# Video:  washing machine destroys itself



## FanMan (Feb 19, 2015)




----------



## JimDawson (Feb 19, 2015)

That is AWESOME !!!!


----------



## higgite (Feb 19, 2015)

Brought a tear to my eye. Reminded me of an old Yamaha 650 I used to own.

Seriously(?), the last half minute of the washing machine's life almost had me falling out of my chair. A good thing it was on a leash. Great video!

Tom


----------



## Rob G. (Feb 20, 2015)

that's funny.


----------



## Terrywerm (Feb 20, 2015)

That was great!  I just loved the end especially, the way it was jumping and tumbling around!


----------



## ogberi (Feb 20, 2015)

Now my face hurts from laughing, and everybody in the office thinks i'm more insane than usual.....


----------



## higgite (Feb 20, 2015)

I HAD to watch it again. I love it when it goes into attack mode and hits the end of its leash. I KNEW it wasn't a Maytag!

Tom


----------



## cvairwerks (Feb 20, 2015)

If you have owned a front loader within the last 15 years, it's pretty obvious that he's defeated all the safety interlocks to make it destroy itself.


----------



## Andre (Feb 20, 2015)

That's what happens when you don't use Tide brand detergent.....


----------



## 4GSR (Feb 20, 2015)

When the wife's Maytag front loader bites the dust, my son and I are going to try this.  Have several chunks of iron to choose from.  Bolt the door shut.  Thunderbolt it to the concrete slab.  BTW I'm almost to the point of buying her another washer.  This one has had lots of service work done on it by me and my son. Sure can't afford a service person to come out and work on it!


----------



## Ulma Doctor (Feb 20, 2015)

funny, it sounded like a top fuel dragster idling for a minute then it got ugly!!
great video!!!!


----------



## FanMan (Feb 21, 2015)

cvairwerks said:


> If you have owned a front loader within the last 15 years, it's pretty obvious that he's defeated all the safety interlocks to make it destroy itself.



Of course.  He says he removed the concrete counterweights, and it's obvious he wired the motor directly to the power cord.  Probably loosened or removed a lot of the screws holding it together, too.


----------



## cjtoombs (Feb 21, 2015)

I wonder if Whirlpool tests them for these during design...


----------



## thomas s (Feb 21, 2015)

That was great


----------



## 4GSR (Feb 21, 2015)

cjtoombs said:


> I wonder if Whirlpool tests them for these during design...

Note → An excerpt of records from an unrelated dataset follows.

PR #1088, opened 2024-11-27
Updates Cats90 and all other PX1 specific classes

HilbertCorsair:


mxcubecore/HardwareObjects/Cats90.py
```diff
@@ -520,6 +541,7 @@ def init(self):
         self._chnLidLoadedSample.connect_signal("update", self.cats_loaded_lid_changed)
         self._chnNumLoadedSample.connect_signal("update", self.cats_loaded_num_changed)
         self._chnSampleBarcode.connect_signal("update", self.cats_barcode_changed)
+        self.SPECIFIC_STATES = CatsStates
```
beteva: Not needed, already assigned few lines above

beteva (commented):
Why defining PX1Resolution and not just use the resolution HO instead. You only need to configure the xml file.
Also could you explain why defining extra PX1DetectorDistance, as it could be just a TangoMotor.
Since you are on it, we use  google style doc strings to describe methods and classes documentation (please, see in the contributing guidelines for more details)

HilbertCorsair:
Hi @beteva I saw your posts after running the pre-commit pushing the files. I will remove that line from Cats90.py I missed that. You are right about the  Resolution and TangoMotor. These are the actual classes that are used and configured in the beamline_config.yml file. Although I updated the PX1Resolution and PX1DetectorDistance these are not currently being used.

HilbertCorsair:
The updates to the PX1DetectorDistance and PX1Resolution were made quite a long time ago and I decided to include them as well in this commit to update the file although they are not in use at the moment since we use the Resolution and TangoMotor classes as you pointed out.

HilbertCorsair:
I can remove those files that are not in use if you think it is best.

mxcubecore/HardwareObjects/Cats90.py
```diff
@@ -141,7 +144,25 @@ def get_sample_address(basket_number, sample_number):
             return ""
 
 
+@unique
+class CatsStates(Enum):
+    """Shutter states definitions."""
+
+    RUNNING = HardwareObjectState.READY, "RUNNING"
+    OF = HardwareObjectState.OFF, "DISABLE"
```
fabcor-maxiv: Maybe this was supposed to be `OFF` instead of `OF`?

```suggestion
    OFF = HardwareObjectState.OFF, "DISABLE"
```

mxcubecore/HardwareObjects/Cats90.py
```diff
@@ -544,6 +565,18 @@ def init(self):
 
         self.update_info()
 
+    def get_state(self):
+        """Get the device state.
+        Returns:
+            (enum 'HardwareObjectState'): Device state.
+        """
```
fabcor-maxiv:
```suggestion
    def get_state(self) -> HardwareObjectState:
        """Get the device state.

        Returns:
            Device state.
        """
```

mxcubecore/HardwareObjects/SOLEIL/PX1/PX1Beamline.py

I'm sure the engineers at Whirlpool are all sitting around laughting their a$$s off as we speak over this video.  

I highly doubt they do extreme test like this.  They only test in realistic parameters.  Like over loading with clothes, throwing 10 pairs of canvas shoes in the wash, things like this.  They wouldn't want to know what it is like living in a household with a machinist.  Steel shavings, end mills, carbide inserts, drills, etc., stuff we carry in our pockets and forget to remove.  I remember mom emptying out dad's pockets out on the washing machine.  Never needed anything in the workshop at home.  Go to the washer and dig thru the stuff until you found what you needed.


----------



## RJSakowski (Feb 21, 2015)

Before everybody starts trashing front loaders, I noticed that, for Frigidaire at least, the newer motors are three phase with a VFD.  Possibly a retrofit for a small lathe?


----------



## Ulma Doctor (Feb 21, 2015)

RJSakowski said:


> Before everybody starts trashing front loaders, I noticed that, for Frigidaire at least, the newer motors are three phase with a VFD.  Possibly a retrofit for a small lathe?



I like your thinking.....


----------



## 4GSR (Feb 21, 2015)

RJSakowski said:


> Before everybody starts trashing front loaders, I noticed that, for Frigidaire at least, the newer motors are three phase with a VFD.  Possibly a retrofit for a small lathe?


All the newer front end loaders have three phase motors in them.  All you have to do is pull the board and use.  The only problem is the motor would stop at the end of the washing cycle and kick in the spin cycle.  That might make things very excited...  I don't know if the board can be reprogrammed or not.  You can by VFD's that operates on 120V single phase.  Not sure about the outputs voltages or what the voltage requirement is of the washing machine motor though.


----------



## Ulma Doctor (Feb 21, 2015)

i wonder if you could disable the timer circuit???


----------



## 4GSR (Feb 21, 2015)

I know on my wifes Whirlpool washer,  it's all built into the control board that operates the motor, too.  I doubt you could go in and isolate the timer.


----------